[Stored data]

PR #716, opened 2022-10-10
Data history widget builder (only authoring experience, not including the view model)

iremgokce:
### Summary of changes 🔍 
- Schema changes for Data History Widget
- Components necessary for authoring a Data History Widget
- Some revisions in existing code ( e.g. to get resource id if not exist in "selected" value but in options value in local storage to improve performance, fixed suffix checks in proxy for security)

**Notes**
- Requires https://github.com/microsoft/iot-cardboard-js/pull/711 to be completed first
- **[!] For now, enabled Data History Widget by default for Design/PM review using Chromatic link with Mock data, don't merge until that flag is disabled back again**.

**ToDos with the following PR:**
1. DataHistoryWidget.tsx component as view model, currently it is a placeholder showing the values in the form to reflect the changes (consuming HighCharts library with a wrapper component)
2. Adding query builder by transforming the expression and units into an ADX query to fetch timeseries data from ADX rest api
3. HighCharts in view mode
4. Update the doc link for Learn more when Data Widget is not enabled with go.microsoft link (@msnyder-msft?)

_ToDos as a separate PR:_
Cancelling all the requests when EnvironmentPicker is unmounted to improve performance in browser. Because, on page load we try to fetch the ADX connection information using resource id of the selected ADT instance which is the same flow to get the resources in EnvironmentPicker. So, worst scenario is, when user land on 3DScene page, if resource id is not present, the flow is kicked and if the user also click on EnvironmentPicker the same series of requests are also kicked off, which may slow down the app a lot.

### Testing 🧪
1. First, enable data history widget in `availableWidgets` in Constants.ts by setting the `disabled: false`. This is already done for design/PM review using Chromatic link. Need to disable again before this PR is merged! Or you can set a local storage flag item to enable it using `localStorage.setItem('cardboard.feature.dataHistoryWidget', true)`
5. You need a data history enabled ADT instance, I will share one that Matt created a while ago in the dev chat, or you can enable it for your ADT instance following the steps [here](https://learn.microsoft.com/en-us/azure/digital-twins/concepts-data-history#creating-a-data-history-connection).
6. Run the app and open the EnvironmentPicker first time and let all the azure resources load, select an environment with data history enabled and then hit save to preserve the resource id of the selected ADT instance, if you have not already. If you don't do that, each time on page load the flow of requests are being made to get the resource id of the selected ADT instance based on adtUrl - which you can also test.
7. Then go to either in Mock 3D Page or ADT3DScenePage story, go to a behavior, Widgets tab and "Add widget", observe Data history widget there and test by adding one. You should have a proper elements to match with proper primary twin ids in the selected ADT instance. So, you may need to create a new element and update your behavior accordingly. 

image
image
image
image
image
image
image

### Checklist ✔️
- [x] Added relevant labels


src/Components/ADT3DSceneBuilder/Internal/Behaviors/Widgets/WidgetBuilders/DataHistoryWidgetBuilder/Internal/TimeSeriesFormCallout.tsx
```diff
@@ -0,0 +1,173 @@
...
+
+    const handleLabelChange = useCallback((_event, label: string) => {
+        setSeriesToEdit(
+            produce((draft) => {
+                draft.label = label;
+            })
+        );
+    }, []);
+
+    const isFormValid = useMemo(() => {
```
darsney, line 110: wondering if we should actually enforce that unit is always present, or just make unit and label both optional.  my preference is that unit and label are both optional personally

src/Components/ADT3DSceneBuilder/Internal/Behaviors/Widgets/WidgetBuilders/DataHistoryWidgetBuilder/Internal/TimeSeriesFormCallout.tsx
```diff
@@ -0,0 +1,173 @@
+import React, {
```
darsney, line 1: When there are 3 series, editing one causes it to be anchored at the top of the form, not on the thing you clicked on.  a bit confusing IMO

darsney (commented):
Looks pretty good to me experience wise!  Couple small nits, i defer to the rest of the team for comments on code right now

src/Components/ADT3DSceneBuilder/Internal/Behaviors/Widgets/WidgetBuilders/DataHistoryWidgetBuilder/Internal/TimeSeriesFormCallout.tsx
iremgokce: yeah when thinking about more, unit may not be enforced. I will make it optional

src/Components/ADT3DSceneBuilder/Internal/Behaviors/Widgets/WidgetBuilders/DataHistoryWidgetBuilder/Internal/TimeSeriesFormCallout.tsx
iremgokce: couldn't reproduce it, can you send me screen recording? When there are 3 series, editing one didn't cause it to be anchored at the top of the form?
3TimeSeries_onedit

msnyder-msft: that anchor doesn't seem to be right even in your recording here. It should be next tot he item you clicked and not at the top of the screen right?

iremgokce: edit on overflow menu and onclick of list item tied to the same callback. not sure which anchor are you both referring to?

msnyder-msft: The callout should open to the right of the list item.

iremgokce: oh okay you mention the callout target, yeah it is set to the "Add time series" action button (callout appears at the bottom of that action button target). but since when there are 3 series I am hiding that action button that is why it was anchoring to the top then. let me see if I can improve it.
image

iremgokce: edit callout is anchored to the bottom of the list item

src/Resources/Locales/en.json
```diff
@@ -583,6 +583,61 @@
...
+                    "yAxisType": {
+                        "description": "Chart option to set if each series has separate (Independent) y-axes or sharing the same y-axis (Shared)",
+                        "label": "Y axis type",
+                        "sharedLabel": "Shared",
+                        "independentLabel": "Independent"
+                    },
+                    "quickTimeSpan": {
+                        "label": "Default time span",
+                        "options": {
+                            "Last 15 mins": "Last 15 mins",
```
msnyder-msft, line 620: where do we use these loc versions? I thoguht I saw they were hardcoded in an enum

msnyder-msft (changes requested):

msnyder-msft (changes requested):
Couple thoughts on the schema.
Let's add some stories.
Couple nits on styling 
Biggest one is probably the time horizon options need to be localized instead of having an enum. Left a reference to how I did this in the past.

src/Resources/Locales/en.json
iremgokce: Because we need to localize the quick span options. The quick span options itself is an enum type and this enum is used to generate a mapping for millisecond number value for each enum key.

msnyder-msft:
Spacing feels off between the list and "add" button
image

src/Resources/Locales/en.json
```diff
@@ -583,6 +583,61 @@
...
+                    "unit": "Unit",
+                    "label": "Label",
+                    "labelPlaceholder": "Enter label for this series to show in chart",
+                    "add": "Add time series",
+                    "edit": "Edit time series",
+                    "remove": "Remove time series"
+                },
+                "chartOptions": {
+                    "yAxisType": {
+                        "description": "Chart option to set if each series has separate (Independent) y-axes or sharing the same y-axis (Shared)",
```
msnyder-msft, line 612: spelling: y-axis

src/Resources/Locales/en.json
msnyder-msft: Doesn't look like they are getting localized.
image

msnyder-msft: Same in aggregation type.
image

src/Resources/Locales/en.json
```diff
@@ -583,6 +583,61 @@
...
+                "noConnectionInformationText": "No connection information found",
+                "displayNamePlaceholder": "Enter display name",
+                "timeSeries": {
+                    "timeSeriesDescription": "Add up to {{maxTimeSeriesCount}} timeseries to display",
+                    "title": "Time series",
+                    "description": "A series to display in the line chart",
+                    "property": "Property",
+                    "unit": "Unit",
+                    "label": "Label",
+                    "labelPlaceholder": "Enter label for this series to show in chart",
```
msnyder-msft, line 605: This value is too long to show. We should shorten it so it is visible in the field.
Maybe "Enter label to show in chart legend"
image

src/Models/Services/LocalStorageManager/LocalStorageManager.ts
```diff
@@ -53,6 +53,33 @@ export const getEnvironmentItemFromResource = (
...
+ * @param item environment item in local storage
+ * @param type intended type for the Azure resource
+ */
+export const getResourceFromEnvironmentItem = (
+    item: EnvironmentItemInLocalStorage,
+    type: AzureResourceTypes
+): IAzureResource => {
+    if (!item) return null;
+    return {
+        id: item.id ?? null,
```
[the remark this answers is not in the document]
msnyder-msft: gotchaaa. Ok. Sure. We usually dont' differentiate between null and undefined in our code base. Do we have a specific dependency here?

src/Models/Classes/3DVConfig.ts
```diff
@@ -34,12 +37,15 @@ export enum WidgetType {
     Link = 'Link',
     Value = 'Value',
     Trend = 'Trend',
-    Panel = 'Panel'
+    Panel = 'Panel',
+    DataHistory = 'Data history'
```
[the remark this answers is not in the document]
iremgokce: this enum is used in builder components which is mapping to the "type" string of widgets in schema. There has been no enum for type of widget generated from schema. We need this enum since the value of the keys are used as labels on UI (e.g. the title of the widgets in WidgetDialog are the values of this WidgetType enum)

schemas/3DScenesConfiguration/v1.0.0/3DScenesConfiguration.schema.json
```diff
@@ -236,6 +236,62 @@
...
+            "required": ["expression"]
+        },
+        "IDataHistoryTimeSeries": {
+            "type": "array",
+            "description": "A list of timeseries to render in the chart",
+            "items": {
+                "$ref": "#/$defs/IDataHistoryBasicTimeSeries"
+            }
+        },
+        "IDataHistoryConnectionString": {
```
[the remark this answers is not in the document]
iremgokce: the intention behind was if we need to change the the syntax of the connection string, I wanted to keep it as a separate type. But since it is just string, we don't need it yes.

schemas/3DScenesConfiguration/v1.0.0/3DScenesConfiguration.schema.json
```diff
@@ -236,6 +236,62 @@
...
+            "type": "string",
+            "description": "Timeseries database connection string in key1=value1;key2=value2;key3=value3 format that is used for the connection of a data history widget"
+        },
+        "IDataHistoryChartYAxisType": {
+            "type": "string",
+            "enum": ["Shared", "Independent"]
```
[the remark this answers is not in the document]
iremgokce: since I use the generated types directly in the UI as dropdown options I wanted to keep them like this: 
image
image

I can do the casing manipulation on the UI side though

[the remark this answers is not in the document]
iremgokce: nevermind, looks like I was already using translation for it. Okay making the type all lowercase

src/Resources/Locales/en.json
iremgokce: it was intentional referring plural axes. is it wrong?

iremgokce:
> Spacing feels off between the list and "add" button. SHouldn't the spacing on top and bottom be the same? image

I think it was intentional which is aligning with the design since it is a separate action button which should be differentiated the "Time series" list block. @azimamansuri any feedback?

src/Resources/Locales/en.json
iremgokce: since it is not just legend, I just changed it to "Enter label to show in chart"

schemas/3DScenesConfiguration/v1.0.0/3DScenesConfiguration.schema.json
```diff
@@ -465,6 +544,29 @@
             },
             "required": ["type", "id", "widgetConfiguration"]
         },
+        "IDataHistoryWidget": {
+            "type": "object",
+            "description": "A data history widget which uses twin properties to show timeseries data",
+            "additionalProperties": false,
+            "properties": {
+                "type": {
+                    "const": "Data history"
```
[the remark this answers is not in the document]
iremgokce: clearly yes :) the generated value for type prop is a const string, which works
image

src/Components/ADT3DSceneBuilder/Internal/Behaviors/Widgets/WidgetBuilders/DataHistoryWidgetBuilder/DataHistoryWidgetBuilder.tsx
```diff
@@ -0,0 +1,360 @@
...
+    }, [formData]);
+
+    useEffect(() => {
+        if (
+            adxConnectionInformation.loadingState ===
+            ADXConnectionInformationLoadingState.EXIST
+        ) {
+            const connection = adxConnectionInformation.connection;
+            updateWidgetData(
+                produce(formData, (draft) => {
```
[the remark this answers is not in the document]
iremgokce: can you see the change I made here to pull this out to a method and checking individual fields in the connection object? Only thing I can think of is adding additional check for kustoClusterUrl which needs to ends with "**.kusto.windows.net**". Do you think I should add this to this new method when creating the connection string @msnyder-msft ? (But of course we will let arbitrary connections in the future)
https://github.com/microsoft/iot-cardboard-js/pull/716/commits/5f70e73a7f444b531b8b79ff173b5d313b72c2f9#diff-0472d5c3363025938a9935310b39167e83a00ed260c18efd58d965a621b73f87R352

src/Components/ADT3DSceneBuilder/Internal/Behaviors/Widgets/WidgetBuilders/DataHistoryWidgetBuilder/DataHistoryWidgetBuilder.types.ts
```diff
@@ -0,0 +1,86 @@
...
+    IDataHistoryChartOptions
+} from '../../../../../../../Models/Types/Generated/3DScenesConfiguration-v1.0.0';
+
+export const MAX_NUMBER_OF_TIME_SERIES = 3;
+export const SERIES_LIST_ITEM_ID_PREFIX = 'cb-data-history-widget-series';
+
+/** Existing chart options for data history widget in the 3D config schema */
+export type ChartOptionKeys = keyof IDataHistoryChartOptions;
+
+export enum QuickTimeSpanKey {
```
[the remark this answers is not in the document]
iremgokce: They are already being localized? Please see: https://github.com/microsoft/iot-cardboard-js/pull/716/files#diff-a59240bd3c23fdf5d744ce2d4ae1cfbb0d497b66292f649c6b1f78616cf85d29R68

src/Components/ADT3DSceneBuilder/Internal/Behaviors/Widgets/WidgetBuilders/DataHistoryWidgetBuilder/DataHistoryWidgetBuilder.tsx
```diff
@@ -0,0 +1,360 @@
...
+            return i18next.t(
+                'widgets.dataHistory.form.noConnectionInformationText'
+            );
+        }
+    }, [
+        formData.widgetConfiguration.connectionString,
+        adxConnectionInformation.loadingState
+    ]);
+
+    const quickTimeSpanKeyByValue = useMemo((): QuickTimeSpanKey => {
```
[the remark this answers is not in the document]
iremgokce: They are already being localized? Please see: https://github.com/microsoft/iot-cardboard-js/pull/716/files#diff-a59240bd3c23fdf5d744ce2d4ae1cfbb0d497b66292f649c6b1f78616cf85d29R68

src/Components/ADT3DSceneBuilder/Internal/Behaviors/Widgets/WidgetBuilders/DataHistoryWidgetBuilder/DataHistoryWidgetBuilder.tsx
```diff
@@ -0,0 +1,360 @@
...
+        [
+            updateWidgetData,
+            handleTimeSeriesFormDismiss,
+            formData,
+            selectedSeries
+        ]
+    );
+
+    const handleTimeSeriesEditClick = useCallback((idx: number) => {
+        setSelectedTimeSeriesIdx(idx);
```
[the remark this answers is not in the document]
iremgokce: there is no id I defined for time series in data history widget. I can change the schema

src/Components/ADT3DSceneBuilder/ADT3DSceneBuilder.types.ts
```diff
@@ -310,3 +311,9 @@ export interface IValueWidgetBuilderProps extends IWidgetBuilderFormDataProps {
     formData: IValueWidget;
     updateWidgetData: (widgetData: IValueWidget) => void;
 }
+
+export interface IDataHistoryWidgetBuilderProps
```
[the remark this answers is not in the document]
iremgokce: this was the place we used to put for all widget types, okay will update:
image

src/Components/ADT3DSceneBuilder/Internal/Behaviors/Widgets/WidgetLibraryDialog/WidgetLibraryDialog.tsx
```diff
@@ -51,6 +60,107 @@ const WidgetLibraryDialog: React.FC<{
...
+    );
+
+    const handleOnRenderCell = useCallback(
+        (widget: IWidgetLibraryItem, index: number) => (
+            <DefaultButton
+                disabled={
+                    widget.data.type === WidgetType.DataHistory &&
+                    scenePageContext?.state.adxConnectionInformation
+                        ?.loadingState !==
+                        ADXConnectionInformationLoadingState.EXIST
```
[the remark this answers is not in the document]
iremgokce: isWidgetNotAvailable - now isWidgetAvailable determines if the widget creation option is all together not possible. In this case, the button will be disabled along with loading spinner until we fetch the connection data. I can improve the logic though

src/Components/ADT3DSceneBuilder/Internal/Behaviors/Widgets/WidgetLibraryDialog/WidgetLibraryDialog.tsx
```diff
@@ -51,6 +60,107 @@ const WidgetLibraryDialog: React.FC<{
...
+                    flexContainer: { justifyContent: 'start' }
+                }}
+                selected={index === selectedWidget}
+            >
+                <Stack horizontal>
+                    <Stack
+                        className="cb-widget-dialog-icon-container"
+                        aria-hidden={true}
+                    >
+                        {isSpinnerVisible(widget.data.type as WidgetType) ? (
```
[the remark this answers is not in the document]
iremgokce: it happens because in schema file there is no separate type defined for widget type, but it is list of strings. But on the components side we use a strict typing for it which is defined in 3DVConfig.ts (which we use for additional typings on top of schema generated typings). That is why I need to do this casting. I can update the schema to generate a separate type and remove the one we use in 3DVConfig.ts:
image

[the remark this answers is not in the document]
iremgokce: in fact I don't know how to define a string const using an enum in json schema. I think that is why we used a const string for "type" of widgets and define an enum based on it in 3DVConfig.ts. So, I will leave this as is for now.

src/Resources/Locales/en.json
msnyder-msft: we don't usually say where it's used, I'd almost think it's better to just go with "Enter series label". I don't feel strongly so feel free to resolve if you disagree.

schemas/3DScenesConfiguration/v1.0.0/3DScenesConfiguration.schema.json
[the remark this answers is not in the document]
msnyder-msft: ok. I wasn't sure if you'd tried to use it yet. I'd personally rather not have a space in a type name. That feels weird. 🤷

src/Components/ADT3DSceneBuilder/Internal/Behaviors/Widgets/WidgetBuilders/DataHistoryWidgetBuilder/DataHistoryWidgetBuilder.tsx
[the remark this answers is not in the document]
msnyder-msft: yeah. but taht doesn't really validate anything from a security perspective. I remember we talked in the design review about the Hullabaloo vulnerability that was exploited recently through connection strings. I guess in this case we are only creating the connection string and not actually using it. So perhaps this comment needs to actually be on the data execution side of the code rather than the construction.

src/Components/ADT3DSceneBuilder/Internal/Behaviors/Widgets/WidgetBuilders/DataHistoryWidgetBuilder/DataHistoryWidgetBuilder.tsx
```diff
@@ -0,0 +1,360 @@
...
+                {formData.widgetConfiguration.timeSeries.length <
+                    MAX_NUMBER_OF_TIME_SERIES && (
+                    <ActionButton
+                        id={addTimeSeriesCalloutId}
+                        styles={actionButtonStyles}
+                        text={t('widgets.dataHistory.form.timeSeries.add')}
+                        onClick={toggleIsAddTimeSeriesCalloutVisible}
+                    />
+                )}
+                <Label className={customStyles.label} id={yAxisLabelId}>
```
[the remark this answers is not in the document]
iremgokce: I need to render a tooltip for this label but since there is no "onRenderLabel" prop for `ChoiceGroup `component in fluent this is the suggested customization method.

src/Components/BehaviorsModal/Internal/Widgets/DataHistoryWidget/DataHistoryWidget.tsx
```diff
@@ -0,0 +1,47 @@
+import React, { useContext } from 'react';
+import { IDataHistoryWidget } from '../../../../../Models/Types/Generated/3DScenesConfiguration-v1.0.0';
+import { BehaviorsModalContext } from '../../../BehaviorsModal';
+
+interface IProp {
+    widget: IDataHistoryWidget;
+}
+
+export const DataHistoryWidget: React.FC<IProp> = ({ widget }) => {
```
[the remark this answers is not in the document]
iremgokce: :) this is the view model component for Data History Widget and it is currently a placeholder as I explained in the description of my PR. I will render the HighCharts here in the following PR.

src/Components/CardboardListCallout/CardboardListCallout.styles.ts
```diff
@@ -64,6 +64,13 @@ export const getCardboardListCalloutComponentStyles = memoizeFunction(
                     marginTop: 8,
                     opacity: 0.6
                 }
+            ],
+            primaryButton: [
+                classNames.primaryButton,
+                {
+                    marginTop: '16px !important',
```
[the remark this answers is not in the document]
iremgokce: I just moved the content here and made sure this margin top style is in effect (it was not), it used to be a separate method to get the styles of primaryButton, please see the other change in the same file

src/Models/Services/LocalStorageManager/LocalStorageManager.ts
```diff
@@ -53,6 +53,33 @@ export const getEnvironmentItemFromResource = (
     };
 };
 
+/** This is used for converting an environment configuration item to Azure resource
+ * @param item environment item in local storage
+ * @param type intended type for the Azure resource
+ */
+export const getResourceFromEnvironmentItem = (
```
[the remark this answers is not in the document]
iremgokce: in fact it is local storage related. the "environmentItem" is the item that we keep in local storage. Please see the method  `getEnvironmentItemFromResource` above, this method is the other way around by getting a hardcoded resource from environment item in local storage. Will keep it here.

src/Components/ADT3DSceneBuilder/Internal/Behaviors/Widgets/WidgetBuilders/DataHistoryWidgetBuilder/DataHistoryWidgetBuilder.tsx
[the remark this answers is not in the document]
iremgokce: okay added this check ^

schemas/3DScenesConfiguration/v1.0.0/3DScenesConfiguration.schema.json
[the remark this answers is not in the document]
iremgokce: by the way you will need to reset your config file in your container if you already created a data history widget using this scehema. otherwise it will throw error saying that parsing failed.

src/Components/ADT3DSceneBuilder/Internal/Behaviors/Widgets/WidgetBuilders/DataHistoryWidgetBuilder/DataHistoryWidgetBuilder.types.ts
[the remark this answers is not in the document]
iremgokce: off I blame i18next, fixed the translation: 
image

src/Components/ADT3DSceneBuilder/Internal/Behaviors/Widgets/WidgetBuilders/DataHistoryWidgetBuilder/DataHistoryWidgetBuilder.tsx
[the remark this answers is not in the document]
iremgokce: off I blame i18next, fixed the translation: 
image

src/Resources/Locales/en.json
iremgokce: off I blame i18next, fixed the translation: 
image

iremgokce: by the way aggregation type is **NOT** going to be localized since it is a numeric operations on data which is universal. This is what we also did in TSI app.

src/Components/ADT3DSceneBuilder/Internal/Behaviors/Widgets/WidgetBuilders/DataHistoryWidgetBuilder/DataHistoryWidgetBuilder.tsx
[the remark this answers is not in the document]
msnyder-msft: how odd. That must be one of the few that doesn't let you do that. :(

src/Components/ADT3DSceneBuilder/Internal/Behaviors/Widgets/WidgetBuilders/DataHistoryWidgetBuilder/DataHistoryWidgetBuilder.tsx
```diff
@@ -183,6 +176,8 @@ const DataHistoryWidgetBuilder: React.FC<IDataHistoryWidgetBuilderProps> = ({
         [formData]
     );
 
+    const theme = useTheme();
+    const customStyles = getWidgetFormStyles(theme);
```
msnyder-msft, line 180: can we use our styled pattern instead of this older way of doing styles?

src/Models/Context/DeeplinkContext/DeeplinkContext.tsx
```diff
@@ -79,12 +79,14 @@ export const DeeplinkContextReducer: (
                                 AzureResourceDisplayFields.url
                             )
                     );
-                    draft.adtResourceId = itemInLocalStorage.id;
-                    const resourceFromItem = getResourceFromEnvironmentItem(
-                        itemInLocalStorage,
-                        AzureResourceTypes.DigitalTwinInstance
-                    ) as IADTInstance;
-                    setSelectedAdtInstanceInLocalStorage(resourceFromItem);
+                    if (itemInLocalStorage) {
```
msnyder-msft, line 82: This makes us null safe, but will the app respond effectively if we don't find the value in storage?

src/Resources/Locales/en.json
msnyder-msft: i guess you're right. I have never seen it in plural form before. lol I guess it doesn't really come up much.

src/Components/ADT3DSceneBuilder/Internal/Behaviors/Widgets/WidgetBuilders/DataHistoryWidgetBuilder/Internal/TimeSeriesFormCallout.tsx
msnyder-msft: looks great now

msnyder-msft (approved):
Looks really good now. Let's add some stories for your form and then send it.

src/Components/ADT3DSceneBuilder/Internal/Behaviors/Widgets/WidgetBuilders/DataHistoryWidgetBuilder/DataHistoryWidgetBuilder.tsx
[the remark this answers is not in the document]
iremgokce: added id for time series items and changed logic in authoring experience to use id as identifier instead of index

src/Components/ADT3DSceneBuilder/Internal/Behaviors/Widgets/WidgetBuilders/DataHistoryWidgetBuilder/DataHistoryWidgetBuilder.tsx
```diff
@@ -0,0 +1,360 @@
...
+    QuickTimeSpanKey,
+    QuickTimeSpanOptions,
+    QuickTimeSpans,
+    SERIES_LIST_ITEM_ID_PREFIX,
+    YAxisTypeOptions
+} from './DataHistoryWidgetBuilder.types';
+import TimeSeriesFormCallout from './Internal/TimeSeriesFormCallout';
+import TimeSeriesList from './Internal/TimeSeriesList';
+
+const DataHistoryWidgetBuilder: React.FC<IDataHistoryWidgetBuilderProps> = ({
```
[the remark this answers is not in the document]
iremgokce: added stories for data history widget (create/edit)

src/Components/ADT3DSceneBuilder/Internal/Behaviors/Widgets/WidgetBuilders/DataHistoryWidgetBuilder/Internal/TimeSeriesList.tsx
```diff
@@ -0,0 +1,117 @@
...
+    SERIES_LIST_ITEM_ID_PREFIX
+} from '../DataHistoryWidgetBuilder.types';
+
+interface IProp {
+    series: IDataHistoryTimeSeries;
+    onSeriesEditClick: (idx: number) => void;
+    onSeriesRemoveClick: (idx: number) => void;
+}
+
+const TimeSeriesList: React.FC<IProp> = ({
```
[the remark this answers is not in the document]
iremgokce: added a story for data history widget to edit a time series item from list

src/Models/Context/DeeplinkContext/DeeplinkContext.tsx
iremgokce: yep, it will just try to fetch the id (the long flow)

darsney (approved):
LGTM, keep it rollin!

src/Components/ADT3DSceneBuilder/Internal/Behaviors/Widgets/WidgetBuilders/DataHistoryWidgetBuilder/DataHistoryWidgetBuilder.tsx
iremgokce: changing it now

iremgokce: hey @msnyder-msft after checking this, all these styles are coming from "shared" stylings of WidgetForm which is shared by all the forms in widget builder components (e.g. widgetFormContents from WidgetForm.styles). I tried to make it separate for only one classname which seems to me a component specific but I don't see much contribution of it: https://github.com/microsoft/iot-cardboard-js/pull/716/commits/edb3e45e1656bd5af5dba4b6809075ffd171aee1 Is this what you want to see here? If not, do we have an example to consume shared stylings in a component which using the new styling somewhere?

msnyder-msft: nah. If it's shared they are kinda all bolted together. I hadn't noticed that it was shared, I saw `CustomStyles` and assumed it was specific to this component. It's fine to just share the old way if that's waht we have going in these forms. Eventually we can transition all of them at the same time.
I like what you did in that commit, teh only change I would make is to use the `styles` prop instead of classNames. To do that though, you'd need to use `subComponentStyles` and have a property that is of type `IStackStyles`.

src/Models/Context/DeeplinkContext/DeeplinkContext.tsx
msnyder-msft: great. Glad we caught that.

pasanchMSFT (approved):
LGTM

▸ Problem
Count the lines above that contain "TimeSeriesList", and give only the number.

▸ Answer space
3